Он опять поставил свою кассету «ЧЕКА – она была во все века» и попросил остановить машину. «Вениаминыч – чего выпить хочешь?» Он вылез из «Волги».
«Ничего мне от Вас не надо», – сказал я.
«Выпейте, Эдуард Вениаминович, когда ещё придётся» – посоветовал Кондратьев.
«В Лефортово у нас пища неплохая, сам бы ел, простая, солдатская, но все хвалят, а вот выпьешь, это уже лет через десять», – сказал Кузнецов стоя, у машины и роясь в карманах пиджака, впрочем беззлобно.
«Пива мне купите, бутылку», – сказал я.
«Вот это правильно», – отреагировал длинноносый тип из Барнаульского ФСБ, подпиравший меня справа. Тень падала на его лицо от крыши машины и я его плохо рассмотрел.

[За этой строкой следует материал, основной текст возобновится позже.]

PR #2304, opened 2021-09-11
[core] New blending mode: Alpha Intersection

rodolforg:
Overlapping areas are transparent. Otherwise, act as composite.


rodolforg:
I'd propose to move blending stuff out of color.h. Adding a new blending mode makes almost all synfig-core files to rebuild, including value nodes... They are all static methods anyway.

rodolforg:
Discussion about this new blending mode: https://forums.synfig.org/t/proposal-a-new-blend-method-exclusive-or/12518

ice0:
> I'd propose to move blending stuff out of color.h. Adding a new blending mode makes almost all synfig-core files to rebuild, including value nodes... They are all static methods anyway.

Agree. Any idea where it should be located?

ice0 (approved):

rodolforg:
> Agree. Any idea where it should be located?

Maybe in a new `blend.h` in `synfig-core/src/synfig/color` dir?

morevnaproject:
I have noticed there is no antialiasing in the intersection area. Can this be avoided somehow? 
screenshot_001

rodolforg:
Ugh. I did my best here.
All other ways I tried, it was keeping a thin 'line' of the top layer color.

Does anyone has a suggestion about how to fix it?

rodolforg:
> Any more progress here ?

Not by me. I just updated this PR (rebased it to current master and pushed again :)

Svarov-RZM:
I've tested this PR and it produces the proper result.
The reason why there's no Anti-Aliasing on intersection is because it's covered by a solid surface (opacity = 1). It's a technical limitation, just like with sewing shapes.

To workaround it, you throw a Super Sample layer on top of it and here you go:
AI_AA

Test-case file:
[AlphaIntersection.zip](https://github.com/user-attachments/files/23686899/AlphaIntersection.zip)

@rodolforg 
Please rebase, I'll check it against master and then approve.

rodolforg:
Done @Svarov-RZM

rodolforg:
This CI failure is weird (action: [Synfig CI / Ubuntu 22.04 Jammy (Autotools) (pull_request)](https://github.com/synfig/synfig/actions/runs/19594544029/job/56117423470?pr=2304))
.
image

This 'variable' is a static const:
https://github.com/synfig/synfig/blob/5c2b248d9325f6899782c8eeefdae02f3214f939/synfig-core/src/synfig/color/color.h#L42-L53

And its counterpart, `ceil`, is declared the same way and used in some blending methods.

Svarov-RZM:
> This CI failure is weird

I don't understand what's wrong either... 
It compiles and works fine on my MSYS2 environment.

 @ice0 @BobSynfig Do you guys know what is the problem with failing Autotools CI? Should we just ignore it? As I said, it does work on my PC using 2-build-production.sh script.

rodolforg:
Maybe it is a cache issue.
It seems `Color::floor` isn't used anywhere before this PR, so maybe this symbol was discarded by compiler.

Svarov-RZM:
> Maybe it is a cache issue.

Good point! I removed the cache using `gh delete cache` command and it didn't solve the issue, sadly.
Well, I don't know what is happening, will try to investigate more closely on weekends.

ice0:
@rodolforg @Svarov-RZM 

TLDR: The build fails because `approximate_equal(const T &a, const T &b)` requires variable address, but `constexpr` value only exist at compile-time and don't have address.

As a quick workaround we can create temporary variable to provide it address to function:

```cpp
constexpr auto floor = C::floor;
const bool fg_transparent = approximate_equal(fg.get_a(), floor);
const bool bg_transparent = approximate_equal(bg.get_a(), floor);
```

Now the compiler has temporary variable with address, so linking succeeds.

Alternative approach:
Modify the function signatures to avoid requiring address:

```cpp
inline bool approximate_equal(const T a, const T b);
inline constexpr bool approximate_equal_custom(const T a, const T b, const T precision)
```

P.S.
Just for history.
Alternative approach 2. Change constexpr definition:

```cpp
static constexpr value_type floor() { return 0.0f; }

// usage
const bool fg_transparent = approximate_equal(fg.get_a(), C::floor());
const bool bg_transparent = approximate_equal(bg.get_a(), C::floor());
```

This also will work, but need to be tested with MSVC compiler.

ice0 (approved):

ice0:
Merged. Thank you!

PR #2305, opened 2021-09-11
[build] use MSYS2 Mlt package

rodolforg:


rodolforg:
I thought it would be built faster... I guess I was wrong.

rodolforg:
I think I read it wrong: this PR was built in 15min. I think we reduced build time on Windows indeed :)

ice0:
> I think I read it wrong: this PR was built in 15min. I think we reduced build time on Windows indeed :)

Unfortunately no. As you can see here, for example: 
https://ci.appveyor.com/project/Synfig/synfig/builds/40743903

this PR is built in 9 min. Build time mostly depends on the cpp files that have changed. 
We use `ccache` to speed up the build on Appveyor, so if the files don't change (as in this PR), build times should be as fast as possible. 

There are two reasons why we still not switched to MSYS MLT package.
1. When I added the MLT package to MSYS2, I missed some build flags (`--enable-avformat`), so the MLT functions used by Synfig just don't work. Also some changes from this PR have been rolled back: https://github.com/mltframework/mlt/pull/609. 
The problem is that they rolled back changes to the MLT installation paths which are different on Linux and MSYS2 systems. 
So I need time to rebuild the package and check if everything works ok. 
2. As you can see, the size of the artifact has increased from 50 MB to 100 MB. This is because MLT is generating lumas in `pgm` format and they are huge (255 Mb) and this is the reason why I disabled them in Appveyor build (`--disable-lumas`). 
You can check mlt build flags here: https://github.com/synfig/synfig/blob/master/autobuild/msys2/build_mlt.sh
Later I found what `lumas` can be generated in `png` format which is greatly reduces they size, but to fix that I need to rebuild package. 
The main problem here: mlt didn't use autotools - they manually wrote `configure` script, so some standard options just not work with it. CMake also cannot be used because some options were only available with the `configure` script. I didn't check it after `6.22` version, so maybe all that problems is already fixed.

rodolforg:
Wow.

So I misread this night, actually :)

Closing this PR then

PR #2309, opened 2021-09-12
[Studio] Fix dialog responses when user pressing Esc key

rodolforg:
When user presses Esc key or closes the dialog by clicking on
the X (close) button in window decoration, the dialog does not
return "RESPONSE_CANCEL", but "RESPONSE_DELETE_EVENT".

When programmatically closed, the dialog returns with
"RESPONSE_NONE".

In such cases, the dialog is supposed to be canceled, but
that was not correctly interpreted everywhere.

### DIFF
--- a/synfig-studio/src/gui/app.cpp
+++ b/synfig-studio/src/gui/app.cpp
@@ -359,7 +359,10 @@ public:
 		dialog.set_default_response(dflt);
 
 		dialog.show_all();
-		return (Response) dialog.run();
+		int response = dialog.run();
+		if (response != Gtk::RESPONSE_OK)
+			return RESPONSE_CANCEL;
+		return RESPONSE_OK;
 	}
 
 
@@ -387,7 +390,10 @@ public:
 
 		dialog.set_default_response(dflt);
 		dialog.show();
-		return (Response)dialog.run();
+		int response = dialog.run();
+		if (response != Gtk::RESPONSE_YES && response != Gtk::RESPONSE_NO)
+			return RESPONSE_CANCEL;
+		return Response(response);
 	}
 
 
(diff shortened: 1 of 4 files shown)


synfig-studio/src/gui/app.cpp
```diff
@@ -359,7 +359,10 @@ class GlobalUIInterface : public synfigapp::UIInterface
 		dialog.set_default_response(dflt);
 
 		dialog.show_all();
-		return (Response) dialog.run();
+		int response = dialog.run();
+		if (response != Gtk::RESPONSE_OK)
```
ice0, line 363: I think this will make it clearer what happens: 

```
		if (response == Gtk::RESPONSE_OK)
			return RESPONSE_OK;
		return RESPONSE_CANCEL;
```

synfig-studio/src/gui/canvasview.cpp
```diff
@@ -178,7 +178,10 @@ class studio::CanvasViewUIInterface : public UIInterface
 		dialog.set_default_response(dflt);
 
 		dialog.show_all();
-		return (Response) dialog.run();
+		int response = dialog.run();
+		if (response != Gtk::RESPONSE_OK)
```
ice0, line 182: Same here.

synfig-studio/src/gui/app.cpp
rodolforg: I'd prefer to keep consistency with all other cases where I check if it is not favorable (not OK) first. :)
And, indeed, I don't know why I wrote `return Response(response)` as `response` is obviously `RESPONSE_OK`.

Is this ok?
```c++
		if (response != Gtk::RESPONSE_OK)
			return RESPONSE_CANCEL;
		return RESPONSE_OK;
```
or should I write as you proposed?

ice0: > Is this ok?
Sure.

rodolforg: Done

synfig-studio/src/gui/canvasview.cpp
rodolforg: Done

ice0 (approved):

ice0:
Merged. Thank you!

PR #2311, opened 2021-09-13
Replaced `abs` with `std::fabs` for float values and `std::abs` for templates and int values

### LINKED ISSUE #2307: Synfig hangs on attempt to use Halftone 2 Layer
**Describe the bug**
Any attempt to use Halftone 2 Layer results in Synfig hanging.

Synfig is built from source, master branch. The issue not happens on version 1.4.2.

**To Reproduce**
1. From menu select "Layer" -> "New Layer" -> "Filters" -> "Halftone 2"
2. New  "Halftone 2" layer created -> Synfig hangs.

**Expected behavior**
 "Halftone 2" layer should be correctly displayed don Workarea

**System information:**
 - OS: Linux
 - OS version: Mint 19
 - Commit ID: 96f9856dda598a3d6a5baeac557613ffe4708d04

ice0:
Fix #2307

### DIFF
--- a/ETL/ETL/_surface.h
+++ b/ETL/ETL/_surface.h
@@ -306,7 +306,7 @@ public:
 		if(s.data_)
 		{
 			assert(data_);
-			memcpy(data_,s.data_,abs(pitch_)*h_);
+			memcpy(data_,s.data_,std::abs(pitch_)*h_);
 		}
 	}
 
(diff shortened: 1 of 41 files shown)


morevnaproject:
Awesome!

rodolforg (approved):
Why not `std::abs` everywhere? :)

ice0:
> Why not `std::abs` everywhere? :)

It just helps to better understand where you want to use floating point values or integers.

PR #1842, opened 2019-07-17
Refactor game system

fmatthew5876:
* RPG_RT compatible LSD chunks
* If graphics_name.empty(), message_stretch and font_id are 0
  and we fallback to database
* If !graphics_name.empty(), all 3 parameters are taken literally

* Refactor the Game_System Set() interface to uphold these invariants
* Refactor the Game_System Get() interface to fallback

* Encapsulate graphic change logic within the Cache to simplify users of
system graphics.

* Reset system graphic when returning the to the title screen.

Depends on: https://github.com/EasyRPG/liblcf/pull/333

Tests:

- [ ] Test async cases with emscripten
- [ ] Test multiple change system commands on same frame behavior.
- [x] No System Graphic - Title Screen
- [x] No System Graphic - Show Message
- [x] No System Graphic - Timer
- [x] No System Graphic - Airship Shadow
- [x] No System Graphic - Shop
- [x] No System Graphic - Main Menu
- [x] No System2 Graphic - Battle types A, B, and C

### DIFF
--- a/src/cache.cpp
+++ b/src/cache.cpp
@@ -57,6 +57,8 @@ namespace {
 	std::string system_name;
 	BitmapRef default_system;
 
+	std::string system2_name;
+
 	constexpr int cache_limit = 10 * 1024 * 1024;
 	size_t cache_size = 0;
 
@@ -498,6 +500,10 @@ void Cache::SetSystemName(std::string const& filename) {
 	system_name = filename;
 }
 
+void Cache::SetSystem2Name(std::string const& filename) {
+	system2_name = filename;
+}
+
 BitmapRef Cache::System() {
 	if (!system_name.empty()) {
 		return Cache::System(system_name);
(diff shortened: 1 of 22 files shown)


Ghabry:
> If I do multiple async file requests, are they guaranteed to callback in order they were requested?

It is guaranteed that only the last registered callback is called but you broke the callback logic.

As you can see in the code you deleted ``request_id`` is an instance variable and not a local variable. The ID must stay valid, as this is implemented with shared and weak ptr.

See the documentation of Bind:
```
	 * Binds a member function as request-finished event handler.
	 * The event handler is only invoked once (one-shot).
	 * The caller must hold a reference to the returned object, otherwise the
	 * handler is unbound.
```

fmatthew5876:
rebased to master and liblcf #333

Ghabry:
Well this was supposed to be merged right after the lcf build.

PR #1843, opened 2019-07-17
Include player version in game browser

fmatthew5876:


Ghabry:
test case (PR builder doesn't set version info): https://easyrpg.org/play/pr1843/?game=none

PR #1844, opened 2019-07-17
Fixes for Empty Shops - Fix crash and graphical errors.

fmatthew5876:


fmatthew5876:
Added a fix for https://community.easyrpg.org/t/monigote-fantasy-several-issues/638/16

PR #1846, opened 2019-07-19
EasyRPG Player 0.6.1 - Surprise Attack

Ghabry:
output


Ghabry:
Okay nothing release blocking bug-wise. We can release :+1:

PR #1847, opened 2019-07-19
Minor fixes before release

Ghabry:
~~Don't merge yet,~~ just some minor things that don't hurt to add.


src/game_map.cpp
```diff
@@ -193,7 +193,7 @@ void Game_Map::Setup(int _id) {
 			break;
 		}
 		if (parent_index < 0) {
-			Output::Warning("Map %d has invalid parent id %d!", Data::treemap.maps[current_index].parent_map);
+			Output::Warning("Map %d has invalid parent id %d!", current_index, Data::treemap.maps[current_index].parent_map);
```
Ghabry: @fmatthew5876 
I'm not 100% sure if the variable I added here is the correct one.

Ghabry:
Thats now ready for review but I still need to check if the ExFont log message is really fixed on Android.

src/game_map.cpp
fmatthew5876: You want the id of the map, not the index since maps can have gaps.

`Data::treemap.maps[current_index].ID`

Ghabry: thx, changed it

Ghabry:
found a way to trigger a assert in my RTP code, also fixing this

Ghabry:
somehow logging is unreliable on my Android, sometimes the file isn't written o.O
But I was able to test it, works as expected now. Also tested RTP detection.

Ghabry:
also fixed the UBSan stuff now, nothing big there.

fmatthew5876:
All looks good to me. Lets merge this sucker and get the party started!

Они принесли мне пива, но не предложили мне отстегнуть одну руку из наручника, и я пил, взявши бутылку двумя руками. В любом случае, тесно зажатый в моём тулупе между капитаном Кондратьевым и барнаульцем, я не мог ни покачнуться, ни упасть. Я пил и думал. Я думал о том, что долговязый Кузнецов явно происходит из семьи, каковую можно определить как советское дворянство, скорее всего его отец был доктором, дипломатом или учёным. И порода (то есть высокий рост), и словарь, вполне развитой, и манеры, ни ментовскими, ни лоховскими не назовёшь, всё указывало на то, что он не из простых. Такой себе рыцарь ствола и кинжала, Кузнецов незримо бродил в моей жизни по крайней мере с февраля 1999 года и вот теперь везёт меня в тюрьму. Хотя между ним и мной куда больше общего, чем между ним и остальными пассажирами машины – его подчинёнными.
«Поедем или полетим?», – спросил я.
«Ну, шутите, Эдуард Вениаминович, конечно, полетите. Вы ещё спросите: По этапу поведут? Такой важный преступник как Вы может быть доставлен только самолётом».
Когда мы приехали в аэропорт, оказалось, что вылет нашего самолёта оттягивается на три часа. Комитетчики по инициативе Кузнецова стали пить водку из литровых бутылей. Занося водку и закуску в машину, где мы сидели с подполковником, разговаривая. Они были как наши слуги. Я сказал, что хорошо бы передать водки Сергею Аксёнову в другую машину, запаркованную рядом.
«А вот хуя ему, он высокомерный», – сказал Кузнецов.
«Потому что не сдал меня вам?»
«Да», – односложно ответил Кузнецов. «Не сдал».
Он приказал всем выйти подышать, вынул пистолет и стал опять играться им. И начал меня вербовать. «Никак ты меня вербуешь, Михаил?», – обратился я к нему впервые на «ты». «Смотри сюда», – к тому времени одну мою руку пристегнули к дверце машины, а другой я пил и закусывал. Я изобразил всем известный жест: положил одну руку на другую в месте сгиба локтевого сустава. Жест этот означает только одно. «И можешь меня на хуй застрелить тут при попытке к бегству», – добавил я спокойно.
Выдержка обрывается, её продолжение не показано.